Assignment:
Copy each line in the data below that contains the word "about".

** Opening Material shown block **

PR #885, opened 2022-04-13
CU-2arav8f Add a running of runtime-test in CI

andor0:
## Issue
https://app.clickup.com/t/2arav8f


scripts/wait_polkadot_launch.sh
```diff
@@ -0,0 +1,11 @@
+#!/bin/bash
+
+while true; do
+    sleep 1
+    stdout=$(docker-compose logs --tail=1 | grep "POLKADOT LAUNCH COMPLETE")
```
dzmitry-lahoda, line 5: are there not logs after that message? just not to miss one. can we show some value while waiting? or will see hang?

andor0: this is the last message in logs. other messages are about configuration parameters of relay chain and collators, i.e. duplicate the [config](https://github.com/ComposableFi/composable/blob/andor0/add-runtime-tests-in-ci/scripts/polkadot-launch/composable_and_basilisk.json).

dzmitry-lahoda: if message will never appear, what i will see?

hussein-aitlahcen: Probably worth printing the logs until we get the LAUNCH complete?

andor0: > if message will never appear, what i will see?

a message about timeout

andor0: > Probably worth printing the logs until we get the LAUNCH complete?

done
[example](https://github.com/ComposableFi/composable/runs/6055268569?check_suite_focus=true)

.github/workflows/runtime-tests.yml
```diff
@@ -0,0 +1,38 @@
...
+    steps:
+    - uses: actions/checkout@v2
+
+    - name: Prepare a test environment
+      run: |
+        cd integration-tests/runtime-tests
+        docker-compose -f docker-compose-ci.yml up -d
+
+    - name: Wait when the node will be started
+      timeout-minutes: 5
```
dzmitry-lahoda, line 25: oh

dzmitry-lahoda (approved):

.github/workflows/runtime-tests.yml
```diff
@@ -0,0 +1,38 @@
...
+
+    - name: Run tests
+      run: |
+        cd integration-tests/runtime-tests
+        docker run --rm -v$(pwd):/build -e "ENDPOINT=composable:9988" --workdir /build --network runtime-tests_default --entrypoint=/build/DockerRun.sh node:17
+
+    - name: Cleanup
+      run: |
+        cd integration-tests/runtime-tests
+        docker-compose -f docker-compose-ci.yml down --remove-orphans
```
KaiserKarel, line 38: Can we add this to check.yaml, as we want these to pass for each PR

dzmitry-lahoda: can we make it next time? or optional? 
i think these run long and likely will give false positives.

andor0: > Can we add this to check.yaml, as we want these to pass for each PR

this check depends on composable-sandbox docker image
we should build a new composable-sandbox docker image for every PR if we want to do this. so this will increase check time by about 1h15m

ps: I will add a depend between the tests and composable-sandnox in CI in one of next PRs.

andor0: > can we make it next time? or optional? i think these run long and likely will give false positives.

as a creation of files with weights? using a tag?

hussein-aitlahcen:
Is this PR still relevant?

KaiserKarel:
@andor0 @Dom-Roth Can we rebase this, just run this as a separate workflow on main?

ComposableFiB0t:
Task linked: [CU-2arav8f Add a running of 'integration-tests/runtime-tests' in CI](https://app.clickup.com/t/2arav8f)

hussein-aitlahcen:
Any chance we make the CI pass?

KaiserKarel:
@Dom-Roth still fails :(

** Closing Material shown block **
** Opening Material shown block **

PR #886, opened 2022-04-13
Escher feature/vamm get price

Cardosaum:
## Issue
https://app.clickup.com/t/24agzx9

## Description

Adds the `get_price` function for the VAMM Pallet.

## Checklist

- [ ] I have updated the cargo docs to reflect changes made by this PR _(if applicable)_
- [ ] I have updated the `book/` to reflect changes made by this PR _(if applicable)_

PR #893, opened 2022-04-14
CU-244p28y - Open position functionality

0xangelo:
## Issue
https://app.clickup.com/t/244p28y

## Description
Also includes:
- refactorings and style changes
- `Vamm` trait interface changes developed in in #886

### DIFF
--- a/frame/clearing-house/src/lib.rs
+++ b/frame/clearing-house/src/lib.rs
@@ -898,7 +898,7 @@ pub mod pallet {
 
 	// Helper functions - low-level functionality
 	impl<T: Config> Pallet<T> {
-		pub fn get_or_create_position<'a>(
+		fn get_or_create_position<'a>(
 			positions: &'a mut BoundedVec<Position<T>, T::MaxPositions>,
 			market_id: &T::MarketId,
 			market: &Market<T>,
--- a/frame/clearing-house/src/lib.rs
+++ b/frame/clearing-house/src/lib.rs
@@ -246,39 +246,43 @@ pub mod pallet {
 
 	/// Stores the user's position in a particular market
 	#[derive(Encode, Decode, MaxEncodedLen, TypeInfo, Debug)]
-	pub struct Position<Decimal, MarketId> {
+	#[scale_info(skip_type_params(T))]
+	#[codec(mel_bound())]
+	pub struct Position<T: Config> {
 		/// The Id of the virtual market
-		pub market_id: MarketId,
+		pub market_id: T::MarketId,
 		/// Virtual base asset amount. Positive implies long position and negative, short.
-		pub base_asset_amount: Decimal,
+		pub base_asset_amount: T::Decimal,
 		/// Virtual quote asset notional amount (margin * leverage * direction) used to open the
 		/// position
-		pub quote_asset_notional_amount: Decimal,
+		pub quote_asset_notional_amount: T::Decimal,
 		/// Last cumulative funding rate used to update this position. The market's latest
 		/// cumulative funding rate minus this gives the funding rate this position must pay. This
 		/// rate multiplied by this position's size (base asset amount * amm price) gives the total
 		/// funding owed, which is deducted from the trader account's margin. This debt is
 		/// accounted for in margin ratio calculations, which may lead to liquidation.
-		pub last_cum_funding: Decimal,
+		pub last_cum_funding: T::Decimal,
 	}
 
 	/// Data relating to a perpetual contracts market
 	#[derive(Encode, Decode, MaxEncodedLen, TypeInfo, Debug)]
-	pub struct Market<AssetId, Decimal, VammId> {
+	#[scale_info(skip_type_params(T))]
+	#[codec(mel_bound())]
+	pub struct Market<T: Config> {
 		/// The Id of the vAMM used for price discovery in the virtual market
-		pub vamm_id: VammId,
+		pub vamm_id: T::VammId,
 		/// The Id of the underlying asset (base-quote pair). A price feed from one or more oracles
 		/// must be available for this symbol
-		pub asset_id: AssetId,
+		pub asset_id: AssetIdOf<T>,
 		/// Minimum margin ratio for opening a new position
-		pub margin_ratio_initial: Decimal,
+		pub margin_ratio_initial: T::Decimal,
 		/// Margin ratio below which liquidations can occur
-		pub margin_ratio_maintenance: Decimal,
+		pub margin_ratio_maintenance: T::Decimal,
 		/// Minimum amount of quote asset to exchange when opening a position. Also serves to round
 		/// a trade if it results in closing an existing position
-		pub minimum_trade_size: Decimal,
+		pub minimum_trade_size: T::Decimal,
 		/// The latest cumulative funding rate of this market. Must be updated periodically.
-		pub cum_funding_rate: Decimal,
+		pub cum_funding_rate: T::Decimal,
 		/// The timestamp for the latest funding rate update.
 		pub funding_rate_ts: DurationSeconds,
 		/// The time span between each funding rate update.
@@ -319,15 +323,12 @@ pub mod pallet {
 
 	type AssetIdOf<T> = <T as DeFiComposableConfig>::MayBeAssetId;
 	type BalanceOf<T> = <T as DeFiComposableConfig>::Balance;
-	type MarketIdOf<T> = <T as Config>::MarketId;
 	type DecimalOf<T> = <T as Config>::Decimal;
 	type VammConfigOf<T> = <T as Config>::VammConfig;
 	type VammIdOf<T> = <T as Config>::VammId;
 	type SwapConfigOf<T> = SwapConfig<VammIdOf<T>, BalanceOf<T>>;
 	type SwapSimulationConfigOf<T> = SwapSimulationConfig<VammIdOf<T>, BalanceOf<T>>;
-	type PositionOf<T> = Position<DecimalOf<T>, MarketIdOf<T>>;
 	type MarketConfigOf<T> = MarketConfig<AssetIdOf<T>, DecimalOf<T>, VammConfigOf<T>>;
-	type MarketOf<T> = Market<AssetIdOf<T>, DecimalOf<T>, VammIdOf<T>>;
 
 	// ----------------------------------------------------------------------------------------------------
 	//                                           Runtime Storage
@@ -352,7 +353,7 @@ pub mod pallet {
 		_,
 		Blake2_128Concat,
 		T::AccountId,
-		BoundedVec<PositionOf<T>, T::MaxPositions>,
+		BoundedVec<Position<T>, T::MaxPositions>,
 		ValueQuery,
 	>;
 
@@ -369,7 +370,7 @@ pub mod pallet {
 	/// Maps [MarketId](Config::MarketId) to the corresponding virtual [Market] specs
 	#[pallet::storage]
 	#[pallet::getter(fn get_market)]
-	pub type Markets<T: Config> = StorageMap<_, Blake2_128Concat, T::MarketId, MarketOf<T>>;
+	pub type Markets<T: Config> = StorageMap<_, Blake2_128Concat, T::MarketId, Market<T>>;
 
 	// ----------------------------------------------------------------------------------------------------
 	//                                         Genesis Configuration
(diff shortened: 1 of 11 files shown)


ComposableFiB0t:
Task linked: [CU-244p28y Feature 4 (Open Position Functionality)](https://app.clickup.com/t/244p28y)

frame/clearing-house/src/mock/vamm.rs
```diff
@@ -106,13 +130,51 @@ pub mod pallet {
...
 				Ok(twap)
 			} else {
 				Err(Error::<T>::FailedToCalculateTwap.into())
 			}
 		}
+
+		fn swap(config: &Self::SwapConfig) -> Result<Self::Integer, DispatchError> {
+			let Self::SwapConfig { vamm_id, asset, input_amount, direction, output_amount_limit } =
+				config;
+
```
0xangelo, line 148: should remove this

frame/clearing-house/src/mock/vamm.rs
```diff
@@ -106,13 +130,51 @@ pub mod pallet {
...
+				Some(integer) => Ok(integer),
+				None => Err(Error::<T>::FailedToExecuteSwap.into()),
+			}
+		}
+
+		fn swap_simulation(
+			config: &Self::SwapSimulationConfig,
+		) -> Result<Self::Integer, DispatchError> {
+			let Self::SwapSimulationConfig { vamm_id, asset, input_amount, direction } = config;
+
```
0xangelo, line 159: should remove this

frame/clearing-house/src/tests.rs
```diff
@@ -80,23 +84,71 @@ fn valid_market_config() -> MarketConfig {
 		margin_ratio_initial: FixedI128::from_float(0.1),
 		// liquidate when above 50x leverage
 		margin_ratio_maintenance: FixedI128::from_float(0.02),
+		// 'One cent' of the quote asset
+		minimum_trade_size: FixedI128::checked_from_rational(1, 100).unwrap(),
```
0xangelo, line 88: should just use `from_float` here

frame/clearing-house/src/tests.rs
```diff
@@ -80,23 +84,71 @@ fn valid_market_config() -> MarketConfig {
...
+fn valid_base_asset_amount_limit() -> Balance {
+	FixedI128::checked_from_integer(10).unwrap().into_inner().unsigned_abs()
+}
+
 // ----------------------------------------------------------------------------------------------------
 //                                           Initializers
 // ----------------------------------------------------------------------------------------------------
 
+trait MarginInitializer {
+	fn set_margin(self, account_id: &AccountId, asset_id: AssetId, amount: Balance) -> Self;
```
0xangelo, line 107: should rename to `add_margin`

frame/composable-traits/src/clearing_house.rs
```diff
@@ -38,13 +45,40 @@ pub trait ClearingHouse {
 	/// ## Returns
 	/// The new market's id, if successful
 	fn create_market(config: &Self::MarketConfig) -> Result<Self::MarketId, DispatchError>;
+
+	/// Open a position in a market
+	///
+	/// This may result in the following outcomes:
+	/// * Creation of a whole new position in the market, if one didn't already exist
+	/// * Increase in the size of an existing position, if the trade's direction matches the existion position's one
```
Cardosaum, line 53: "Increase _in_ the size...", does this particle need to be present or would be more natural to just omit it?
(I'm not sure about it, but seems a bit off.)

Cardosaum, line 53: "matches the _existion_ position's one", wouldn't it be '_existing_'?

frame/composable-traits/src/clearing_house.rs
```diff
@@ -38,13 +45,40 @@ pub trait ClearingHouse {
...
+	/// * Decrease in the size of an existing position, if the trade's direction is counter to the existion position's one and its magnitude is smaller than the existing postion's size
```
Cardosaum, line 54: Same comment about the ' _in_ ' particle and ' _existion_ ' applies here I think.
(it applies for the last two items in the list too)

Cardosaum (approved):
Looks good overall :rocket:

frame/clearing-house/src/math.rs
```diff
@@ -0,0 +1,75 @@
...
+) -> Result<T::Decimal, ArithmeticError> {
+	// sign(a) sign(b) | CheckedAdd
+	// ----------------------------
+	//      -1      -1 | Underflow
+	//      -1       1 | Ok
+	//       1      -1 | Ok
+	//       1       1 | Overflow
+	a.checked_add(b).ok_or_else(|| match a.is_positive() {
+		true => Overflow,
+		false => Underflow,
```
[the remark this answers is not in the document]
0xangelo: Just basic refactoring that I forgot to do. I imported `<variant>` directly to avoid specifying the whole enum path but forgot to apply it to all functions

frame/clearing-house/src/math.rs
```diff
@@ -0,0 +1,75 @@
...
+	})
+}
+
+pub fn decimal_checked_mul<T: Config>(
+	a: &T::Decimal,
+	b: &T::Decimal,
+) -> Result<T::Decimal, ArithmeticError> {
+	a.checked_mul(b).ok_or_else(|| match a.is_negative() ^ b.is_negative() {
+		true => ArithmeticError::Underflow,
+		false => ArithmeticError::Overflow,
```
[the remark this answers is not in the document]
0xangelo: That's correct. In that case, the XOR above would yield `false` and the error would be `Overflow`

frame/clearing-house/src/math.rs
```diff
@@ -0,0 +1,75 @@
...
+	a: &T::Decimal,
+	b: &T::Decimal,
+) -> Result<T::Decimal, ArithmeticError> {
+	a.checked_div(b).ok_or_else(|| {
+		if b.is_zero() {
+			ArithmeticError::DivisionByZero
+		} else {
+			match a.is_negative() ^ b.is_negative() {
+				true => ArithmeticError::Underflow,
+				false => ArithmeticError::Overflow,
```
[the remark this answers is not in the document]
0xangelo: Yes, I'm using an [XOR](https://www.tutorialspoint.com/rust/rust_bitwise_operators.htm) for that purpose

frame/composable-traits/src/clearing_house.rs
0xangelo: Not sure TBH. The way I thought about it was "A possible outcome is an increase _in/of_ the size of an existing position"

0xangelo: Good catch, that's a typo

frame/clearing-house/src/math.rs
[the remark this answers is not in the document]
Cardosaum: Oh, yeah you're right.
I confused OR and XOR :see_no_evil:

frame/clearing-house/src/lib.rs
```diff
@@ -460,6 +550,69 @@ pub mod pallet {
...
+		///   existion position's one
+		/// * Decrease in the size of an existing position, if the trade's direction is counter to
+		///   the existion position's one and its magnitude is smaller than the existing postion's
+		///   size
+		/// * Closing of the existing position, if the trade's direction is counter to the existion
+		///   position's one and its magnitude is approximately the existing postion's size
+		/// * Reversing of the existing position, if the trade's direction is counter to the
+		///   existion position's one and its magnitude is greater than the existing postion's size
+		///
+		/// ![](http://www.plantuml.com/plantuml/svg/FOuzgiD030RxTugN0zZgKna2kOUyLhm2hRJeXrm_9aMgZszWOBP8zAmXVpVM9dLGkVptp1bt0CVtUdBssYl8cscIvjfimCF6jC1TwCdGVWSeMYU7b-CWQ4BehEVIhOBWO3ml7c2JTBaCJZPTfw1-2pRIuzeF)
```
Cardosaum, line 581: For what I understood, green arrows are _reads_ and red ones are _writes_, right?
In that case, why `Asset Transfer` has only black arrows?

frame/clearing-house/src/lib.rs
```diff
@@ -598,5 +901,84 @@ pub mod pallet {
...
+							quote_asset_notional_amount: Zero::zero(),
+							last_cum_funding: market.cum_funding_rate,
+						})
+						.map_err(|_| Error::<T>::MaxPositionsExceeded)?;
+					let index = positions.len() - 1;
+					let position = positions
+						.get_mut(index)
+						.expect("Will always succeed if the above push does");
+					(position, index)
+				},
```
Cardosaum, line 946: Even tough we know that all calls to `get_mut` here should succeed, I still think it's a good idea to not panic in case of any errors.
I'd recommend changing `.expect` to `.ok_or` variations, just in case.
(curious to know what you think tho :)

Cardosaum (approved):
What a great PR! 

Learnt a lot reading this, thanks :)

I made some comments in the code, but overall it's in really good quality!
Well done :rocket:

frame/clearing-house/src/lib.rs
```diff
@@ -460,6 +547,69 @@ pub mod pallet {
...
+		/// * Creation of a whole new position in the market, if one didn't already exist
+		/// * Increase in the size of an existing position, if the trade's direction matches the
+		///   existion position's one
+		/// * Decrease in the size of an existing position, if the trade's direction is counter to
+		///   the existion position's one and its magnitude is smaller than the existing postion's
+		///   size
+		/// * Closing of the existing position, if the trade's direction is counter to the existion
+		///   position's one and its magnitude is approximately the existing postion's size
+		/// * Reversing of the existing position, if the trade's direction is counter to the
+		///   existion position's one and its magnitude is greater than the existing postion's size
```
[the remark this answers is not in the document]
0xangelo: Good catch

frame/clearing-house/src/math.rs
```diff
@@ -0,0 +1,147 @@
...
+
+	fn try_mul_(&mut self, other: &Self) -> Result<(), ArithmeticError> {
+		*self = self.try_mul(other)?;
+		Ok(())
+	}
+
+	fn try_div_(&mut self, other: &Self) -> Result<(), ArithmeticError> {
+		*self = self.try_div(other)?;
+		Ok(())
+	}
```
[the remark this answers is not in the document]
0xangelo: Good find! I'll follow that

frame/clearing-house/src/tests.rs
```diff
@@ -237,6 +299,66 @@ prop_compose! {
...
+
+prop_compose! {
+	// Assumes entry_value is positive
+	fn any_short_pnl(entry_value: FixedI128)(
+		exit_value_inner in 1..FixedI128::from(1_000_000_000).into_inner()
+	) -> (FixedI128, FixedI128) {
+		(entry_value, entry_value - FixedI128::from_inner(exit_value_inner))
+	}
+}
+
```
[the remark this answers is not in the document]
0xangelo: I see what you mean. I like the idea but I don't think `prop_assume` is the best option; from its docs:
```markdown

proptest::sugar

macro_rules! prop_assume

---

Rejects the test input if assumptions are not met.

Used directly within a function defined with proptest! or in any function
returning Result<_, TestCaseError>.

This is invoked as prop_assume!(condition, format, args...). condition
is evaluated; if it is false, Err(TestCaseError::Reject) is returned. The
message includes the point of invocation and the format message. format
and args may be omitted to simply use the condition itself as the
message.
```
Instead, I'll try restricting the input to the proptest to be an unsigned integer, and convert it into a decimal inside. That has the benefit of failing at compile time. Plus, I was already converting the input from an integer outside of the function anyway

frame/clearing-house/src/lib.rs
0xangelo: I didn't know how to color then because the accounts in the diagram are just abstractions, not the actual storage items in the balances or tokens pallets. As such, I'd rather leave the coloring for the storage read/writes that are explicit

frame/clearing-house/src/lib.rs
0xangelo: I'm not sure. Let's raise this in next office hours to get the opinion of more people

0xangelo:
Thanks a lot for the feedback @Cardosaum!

** Closing Material shown block **

Exercise result:
andor0: this is the last message in logs. other messages are about configuration parameters of relay chain and collators, i.e. duplicate the [config](https://github.com/ComposableFi/composable/blob/andor0/add-runtime-tests-in-ci/scripts/polkadot-launch/composable_and_basilisk.json).
a message about timeout
we should build a new composable-sandbox docker image for every PR if we want to do this. so this will increase check time by about 1h15m
(I'm not sure about it, but seems a bit off.)
Cardosaum, line 54: Same comment about the ' _in_ ' particle and ' _existion_ ' applies here I think.
0xangelo: Not sure TBH. The way I thought about it was "A possible outcome is an increase _in/of_ the size of an existing position"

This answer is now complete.